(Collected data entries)

- Opening Delimiter -

PR #2942, opened 2026-05-04
[Aqara] add Aqara Bath Heater T1

seojune79:
Check all that apply

# Type of Change

          - [ ] I have signed the CLA
- [ ] Bug fix
- [x] New feature
- [ ] Refactor

# Checklist

# Description of Change

# Summary of Completed Tests

### DIFF
--- a/drivers/Aqara/aqara-bath-heater/src/init.lua
+++ b/drivers/Aqara/aqara-bath-heater/src/init.lua
@@ -487,7 +487,11 @@ local aqara_bathroom_heater_driver_template = {
   supported_capabilities = {
     capabilities.switch,
     capabilities.switchLevel,
-    capabilities.colorTemperature
+    capabilities.colorTemperature,
+    capabilities.thermostatMode,
+    capabilities.thermostatHeatingSetpoint,
+    capabilities.fanOscillationMode,
+    capabilities.fanMode
   },
 
   capability_handlers = {
--- a/drivers/Aqara/aqara-bath-heater/src/init.lua
+++ b/drivers/Aqara/aqara-bath-heater/src/init.lua
@@ -324,6 +324,12 @@ local function handle_fan_mode(driver, device, cmd)
   send_ac_code(device, { fan = fan })
 end
 
+local function handle_refresh(driver, device, cmd)
+  device:send(OnOff.attributes.OnOff:read(device))
+  device:send(Level.attributes.CurrentLevel:read(device))
+  device:send(ColorControl.attributes.ColorTemperatureMireds:read(device))
+end
+
 -- Zigbee attribute handlers
 local function on_off_attr_handler(driver, device, value, zb_rx)
   device:emit_event(capabilities.switch.switch(value.value and "on" or "off"))
@@ -538,6 +544,7 @@ local aqara_bathroom_heater_driver = ZigbeeDriver("aqara-bathroom-heater-t1", {
     capabilities.thermostatHeatingSetpoint,
     capabilities.fanOscillationMode,
     capabilities.fanMode,
+    capabilities.refresh,
   },
 
   capability_handlers = {
@@ -562,6 +569,9 @@ local aqara_bathroom_heater_driver = ZigbeeDriver("aqara-bathroom-heater-t1", {
     },
     [capabilities.fanMode.ID] = {
       [capabilities.fanMode.commands.setFanMode.NAME] = handle_fan_mode,
+    },
+    [capabilities.refresh.ID] = {
+      [capabilities.refresh.commands.refresh.NAME] = handle_refresh,
     },
   },
 
--- a/drivers/Aqara/aqara-bath-heater/src/init.lua
+++ b/drivers/Aqara/aqara-bath-heater/src/init.lua
@@ -273,10 +273,6 @@ local function handle_heating_setpoint(driver, device, cmd)
   if cur == ST_MODE.HEAT then
     send_ac_code(device, { setpoint = temp_c })
   end
-
-  device:emit_event(capabilities.thermostatHeatingSetpoint.heatingSetpoint(
-    { value = temp_c, unit = "C" }
-  ))
 end
 
 local function handle_fan_oscillation_mode(driver, device, cmd)
@@ -285,7 +281,6 @@ local function handle_fan_oscillation_mode(driver, device, cmd)
 
   device:set_field("fan_mode", st_fan)
   send_ac_code(device, { swing = swing })
-  device:emit_event(capabilities.fanOscillationMode.fanOscillationMode(st_fan))
 end
 
 local function handle_fan_mode(driver, device, cmd)
@@ -293,7 +288,6 @@ local function handle_fan_mode(driver, device, cmd)
   local fan      = MODE_TO_FAN[fan_mode] or FAN_MID
   device:set_field("fan_mode_ac", fan)
   send_ac_code(device, { fan = fan })
-  device:emit_event(capabilities.fanMode.fanMode(fan_mode))
 end
 
 local function handle_refresh(driver, device)
--- a/drivers/Aqara/aqara-bath-heater/src/init.lua
+++ b/drivers/Aqara/aqara-bath-heater/src/init.lua
@@ -2,6 +2,7 @@
 -- Licensed under the Apache License, Version 2.0
 local capabilities    = require "st.capabilities"
 local ZigbeeDriver    = require "st.zigbee"
+local defaults        = require "st.zigbee.defaults"
 local cluster_base    = require "st.zigbee.cluster_base"
 local zcl_clusters    = require "st.zigbee.zcl.clusters"
 local data_types      = require "st.zigbee.data_types"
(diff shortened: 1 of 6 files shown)


drivers/Aqara/aqara-bath-heater/src/init.lua
```diff
@@ -0,0 +1,602 @@
...
+local SWING_OFF       = 0x1
+
+-- SmartThings fanMode capability values
+local SPEED           = {
+  LOW    = "low",
+  MEDIUM = "medium",
+  HIGH   = "high",
+}
+local MODE_TO_FAN     = { [SPEED.LOW] = FAN_LOW, [SPEED.MEDIUM] = FAN_MID, [SPEED.HIGH] = FAN_HIGH }
+local FAN_TO_MODE     = { [0] = SPEED.LOW, [1] = SPEED.MEDIUM, [2] = SPEED.HIGH }
```
aleclorimer:
```suggestion
local FAN_TO_MODE     = { [FAN_LOW] = SPEED.LOW, [FAN_MID] = SPEED.MEDIUM, [FAN_HIGH] = SPEED.HIGH }
```
nit: Keep them interlocked

drivers/Aqara/aqara-bath-heater/src/init.lua
```diff
@@ -0,0 +1,602 @@
...
+--   fan      : bits23-20  0=low    1=mid     2=high  3=auto
+--   swing    : bits17-16  0=swing  1=fixed
+--   setpoint : bits63-48  Celsius x 100
+local function send_ac_code(device, params)
+  local hi32 = 0xFFFFFFFF
+  local lo32 = 0xFFFFFFFF
+
+  if params.setpoint ~= nil then
+    local sp_raw = math.floor(clamp(params.setpoint, 16, 45) * 100) & 0xFFFF
+    hi32 = (sp_raw << 16) | (hi32 & 0xFFFF)
```
aleclorimer:
```suggestion
    hi32 = (sp_raw << 16) | 0xFFFF
```
Since `hi32` is unmodified from being set to `0xFFFFFFFF` and `(hi32 & 0xFFFF)` will always evaluate to `0xFFFF`

drivers/Aqara/aqara-bath-heater/src/init.lua
seojune79: I have made the requested changes.

drivers/Aqara/aqara-bath-heater/src/init.lua
seojune79: The unnecessary computations have been removed.

drivers/Aqara/aqara-bath-heater/src/init.lua
```diff
@@ -0,0 +1,602 @@
...
+  ))
+  device:emit_event(capabilities.fanMode.supportedFanModes(
+    SUPPORTED_SPEED_MODES, { visibility = { displayed = false } }
+  ))
+  device:emit_event(capabilities.thermostatHeatingSetpoint.heatingSetpointRange(
+    { value = { minimum = 16, maximum = 45, step = 1 }, unit = "C" }
+  ))
+  device:send(OnOff.attributes.OnOff:read(device))
+  device:send(Level.attributes.CurrentLevel:read(device))
+  device:send(ColorControl.attributes.ColorTemperatureMireds:read(device))
```
cjswedes: You should call `handle_refresh` or inject the refresh capability command to avoid duplicating this code.

drivers/Aqara/aqara-bath-heater/src/init.lua
```diff
@@ -0,0 +1,602 @@
...
+    [capabilities.switch.ID] = {
+      [capabilities.switch.commands.on.NAME]  = handle_switch_on,
+      [capabilities.switch.commands.off.NAME] = handle_switch_off,
+    },
+    [capabilities.switchLevel.ID] = {
+      [capabilities.switchLevel.commands.setLevel.NAME] = handle_switch_level,
+    },
+    [capabilities.colorTemperature.ID] = {
+      [capabilities.colorTemperature.commands.setColorTemperature.NAME] = handle_color_temperature,
+    },
```
cjswedes: These handlers are all essentially duplicating the default handlers, and should be removed. There are improvements in those handlers that include UI bugfixes for the color temperature capability, and native handler use for all attributes/commands.

drivers/Aqara/aqara-bath-heater/src/init.lua
```diff
@@ -0,0 +1,602 @@
...
+    attr = {
+      [OnOff.ID] = {
+        [OnOff.attributes.OnOff.ID] = on_off_attr_handler,
+      },
+      [Level.ID] = {
+        [Level.attributes.CurrentLevel.ID] = current_level_handler,
+      },
+      [ColorControl.ID] = {
+        [ColorControl.attributes.ColorTemperatureMireds.ID] = color_temp_handler,
+      },
```
cjswedes: These handlers are also covered by the defaults

drivers/Aqara/aqara-bath-heater/src/init.lua
```diff
@@ -0,0 +1,602 @@
...
+      [aqara.CLUSTER_ID] = {
+        [aqara.ATTR_AC_CODE] = ac_code_attr_handler,
```
cjswedes, line 518: I dont see any reporting configuration setup for this attribute. Does Aqara just automatically do the reporting?

drivers/Aqara/aqara-bath-heater/src/init.lua
```diff
@@ -0,0 +1,602 @@
...
+local function handle_fan_oscillation_mode(driver, device, cmd)
+  local st_fan = cmd.args.fanOscillationMode
+  local swing  = ST_FAN_TO_SWING[st_fan] or SWING_ON
+
+  device:set_field("fan_mode", st_fan)
+  send_ac_code(device, { swing = swing })
+  device:emit_event(capabilities.fanOscillationMode.fanOscillationMode(st_fan))
+end
+
+local function handle_fan_mode(driver, device, cmd)
```
cjswedes, line 286: Other handlers emit the event after the ac_code has been sent. Why not do that here? Should the other command handlers be following this pattern to ensure we are emitting events that match the reported device state (i.e. `handle_fan_oscillation_mode`, `handle_heating_setpoint`, `handler_thermostat_mode`) ?

cjswedes (commented):
I dont see a reason to not use the defaults, so I would prefer those are used.

drivers/Aqara/aqara-bath-heater/src/init.lua
seojune79: Replaced the duplicated code block by explicitly calling handle_refresh to adhere to the DRY principle.

drivers/Aqara/aqara-bath-heater/src/init.lua
seojune79: Added register_for_default_handlers to utilize the default configurations as suggested.

drivers/Aqara/aqara-bath-heater/src/init.lua
seojune79: Yes, the aqara.ATTR_AC_CODE attribute under the aqara.CLUSTER_ID cluster is automatically reported by the device whenever there is a change in the device status. No additional reporting configuration is required for this specific attribute.

drivers/Aqara/aqara-bath-heater/src/init.lua
seojune79: Good catch. I've adjusted the event emission timing to execute after the ac_code is sent, ensuring consistency across all command handlers as suggested.

nand-nor (approved):
This looks good to me with all the added fixes addressing others comments

drivers/Aqara/aqara-bath-heater/src/init.lua
cjswedes: What is the reason for emitting the even prior to receiving the updated state from the device? If there is a failure on the device, the platform will show the wrong state.

seojune79: That's a valid point, and I was already aware of this trade-off — I understood the risk of showing an inconsistent state if the device reports a failure.

The reason I added this optimistic emit was twofold:
1. Improved UX responsiveness — emitting early gives users immediate visual feedback, reducing perceived latency.
2. Consistency with thermostat mode changes — the same pattern was already being used there, so I followed the same approach for uniformity.

That said, your concern is well-founded, and I've updated the code to wait for the confirmed state from the device before emitting. One exception: I've kept the optimistic emit for thermostat mode changes, as that behavior is intentional to match the UX of the Aqara app. Please take note of that when reviewing.

drivers/Aqara/aqara-bath-heater/src/init.lua
```diff
@@ -0,0 +1,533 @@
...
+      aqara.MFG_CODE, data_types.Uint8, new[thermostatCtrl] and 1 or 0))
+  end
+end
+
+local aqara_bathroom_heater_driver_template = {
+  supported_capabilities = {
+    capabilities.switch,
+    capabilities.switchLevel,
+    capabilities.colorTemperature
+  },
```
cjswedes, line 495: These should be updated to include thermostatMode, thermostatHeatingSetpoint, fanOscilalationMode, and fanMode. Its not super critical since you are not relying on any default functionality, but it also affects the default driver switch behavior (which is a rarely used path)

cjswedes (approved):

drivers/Aqara/aqara-bath-heater/src/init.lua
seojune79: I removed them earlier since we weren't using them, but after reading your comment, I agree it's better to have them for the default behavior. I've updated the code to reflect this. Thanks!

PR #2944, opened 2026-05-04
Zwave Lock: Support SLGA Migration

hcarter-775:
# Description of Change

Note on structure: The `legacy-handlers` subdriver is nearly untouched from before- the only real difference is that the key-we logic was lifted out from there since it is so close in from to the "new", now default key-we overriden behavior.

The other primary thing that was removed from the now-`legacy-handlers` subdriver is the old `added` handler, for the following 2 reasons. 1. Generally, devices should not be added to this driver any longer, and 2. We now use the `added` main driver implementation to initially set the migrated keyword to `true`.

I find the fact that the entire migrated state depends on a keyword set only once in `added` to be a little precarious, but nothing stands out to me initially at this not working.

# Summary of Completed Tests


nickolas-deboom:
For some reason my comment is failing to save when i try to add an in line comment, but I was wondering if in addition to the lockCodes.migrated attribute should we also set a persisted flag to indicated the migrated state? Just since otherwise it would fallback to the legacy handling if the state cache is cleared

cjswedes:
> For some reason my comment is failing to save when i try to add an in line comment, but I was wondering if in addition to the lockCodes.migrated attribute should we also set a persisted flag to indicated the migrated state? Just since otherwise it would fallback to the legacy handling if the state cache is cleared

I agree with this: we should use the datastore. The state should always be available now that we are using the hubs state store to back the driver state_cache, but we have not always had this guarantee, and the pattern of expecting cached state to be present is not good IMO. Should we disable that for this driver, or make a change to how the hub handles state, it could have unintended consequences here.

hcarter-775:
@cjswedes @nickolas-deboom 
Agreed, makes sense to me.

If we're wondering about the state cache, I wonder how secure `lockUsers` and `lockCredentials` are as storage places for all this data. Should we be storing that information via the datastore as well?

drivers/SmartThings/zwave-lock/profiles/base-lock.yml
```diff
@@ -6,6 +6,10 @@ components:
     version: 1
   - id: lockCodes
     version: 1
+  - id: lockCredentials
```
nickolas-deboom, line 9: What if an existing device on one of these profiles that would not be migrated doesn't support these capabilities? I'm just wondering if new profiles should be created instead

drivers/SmartThings/zwave-lock/src/init.lua
```diff
@@ -159,22 +303,41 @@ local driver_template = {
...
+      [LockCredentials.commands.deleteAllCredentials.NAME] = delete_all_credentials_handler,
+    },
+    [capabilities.lockCodes.ID] = {
+      [capabilities.lockCodes.commands.migrate.NAME] = migrate,
+    },
   },
   zwave_handlers = {
     [cc.TIME] = {
-      [Time.GET] = time_get_handler -- used by DanaLock
+      [0x01] = time_get_handler -- used by DanaLock
```
nickolas-deboom, line 327: Just curious but why did Time.GET change to a hardcoded value?

drivers/SmartThings/zwave-lock/src/init.lua
```diff
@@ -2,140 +2,282 @@
...
-    device.thread:call_with_delay(
-      SCAN_CODES_CHECK_INTERVAL,
-      function(d)
-        periodic_codes_state_verification(driver, device)
-      end
-    )
-  end
-end
 
-local function populate_state_from_data(device)
```
cjswedes, line 45: This function was removed from the legacy init handler. I think it needs to be included in the legacy path so we keep functionality the same for devices that are not yet migrated.

drivers/SmartThings/zwave-lock/src/zwave_lock_utils.lua
```diff
@@ -0,0 +1,595 @@
...
+    if user_index ~= nil then
+      lock_utils.create_user(device, nil, user_type, user_index)
+    else
+      status = lock_utils.STATUS_RESOURCE_EXHAUSTED
+    end
+  end
+
+  if status == lock_utils.STATUS_SUCCESS then
+    device:set_field(lock_utils.ACTIVE_CREDENTIAL,
+      { userIndex = user_index, userType = user_type, credentialType = credential_type, credentialIndex = credential_index })
```
cjswedes, line 523: We should include the credentialName data here as well so it is not lost. A few other places would need to be updated as well (update credential, and add_credential for sure)

drivers/SmartThings/zwave-lock/src/init.lua
```diff
@@ -151,6 +293,8 @@ local driver_template = {
   supported_capabilities = {
     capabilities.lock,
```
cjswedes, line 294: The default lock handlers use codeId and codeName and do not include the userIndex, userName, or userType fields. I think for clarity, we should override these handlers in the base driver, and stop using the default handlers here; doing so will have implications on the legacy handlers too though, we would have to make sure that subdriver still includes the legacy event fields.

drivers/SmartThings/zwave-lock/src/zwave_lock_utils.lua
```diff
@@ -0,0 +1,595 @@
...
+lock_utils.get_available_user_index = function(device)
+  local max = device:get_latest_state("main", capabilities.lockUsers.ID,
+    capabilities.lockUsers.totalUsersSupported.NAME, DEFAULT_SUPPORTED_PIN_SLOTS)
+  local current_users = lock_utils.get_users(device)
+  local available_index = nil
+  local used_index = {}
+  for _, user in pairs(current_users) do
+    used_index[user.userIndex] = true
+  end
+  if current_users ~= {} then
```
cjswedes, line 151: This will always be true.

```suggestion
  if utils.table_size(current_users) == 0 then
```

drivers/SmartThings/zwave-lock/src/zwave_lock_utils.lua
```diff
@@ -0,0 +1,595 @@
...
+lock_utils.get_available_credential_index = function(device)
+  local max = device:get_latest_state("main", capabilities.lockCredentials.ID,
+    capabilities.lockCredentials.pinUsersSupported.NAME, DEFAULT_SUPPORTED_PIN_SLOTS)
+  local current_credentials = lock_utils.get_credentials(device)
+  local available_index = nil
+  local used_index = {}
+  for _, credential in pairs(current_credentials) do
+    used_index[credential.credentialIndex] = true
+  end
+  if current_credentials ~= {} then
```
cjswedes, line 201:
```suggestion
  if utils.table_size(current_credentials) == 0 then
```

drivers/SmartThings/zwave-lock/src/zwave_lock_utils.lua
```diff
@@ -0,0 +1,595 @@
...
+local INITIAL_INDEX = 1
+
+local lock_utils = {
+  -- Constants
+  ADD_CREDENTIAL = "addCredential",
+  ADD_USER = "addUser",
+  BUSY = "busy",
+  COMMAND_IN_PROGRESS = "commandInProgress",
+  CREDENTIAL_TYPE = "pin",
+  CHECKING_CODE = "checkingCode",
```
ctowns, line 15: Could you add a brief comment explaining what `checkingCode` is supposed to be used for? It can be a little confusing to understand without parsing through the code.

drivers/SmartThings/zwave-lock/src/zwave_lock_utils.lua
```diff
@@ -0,0 +1,595 @@
...
+  UPDATE_USER = "updateUser",
+  USER_INDEX = "userIndex",
+  USER_NAME = "userName",
+  USER_TYPE = "userType",
+  SLGA_MIGRATED = "slgaMigrated"
+}
+
+local DEFAULT_SUPPORTED_PIN_SLOTS = 8
+
+-- check if we are currently busy performing a task.
```
ctowns, line 41: Could we add more documentation on why the busy state is used/neccessary here? This is a source of complexity in both of these lock drivers and I think better documentation would help with reviews and future maintainability.

hcarter-775:
Closing once more. This has gone through a few iterations of PR, apologies.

- Closing Delimiter -

Within the data, how many lines hold the word "fanOscillationMode"? State only that number.

5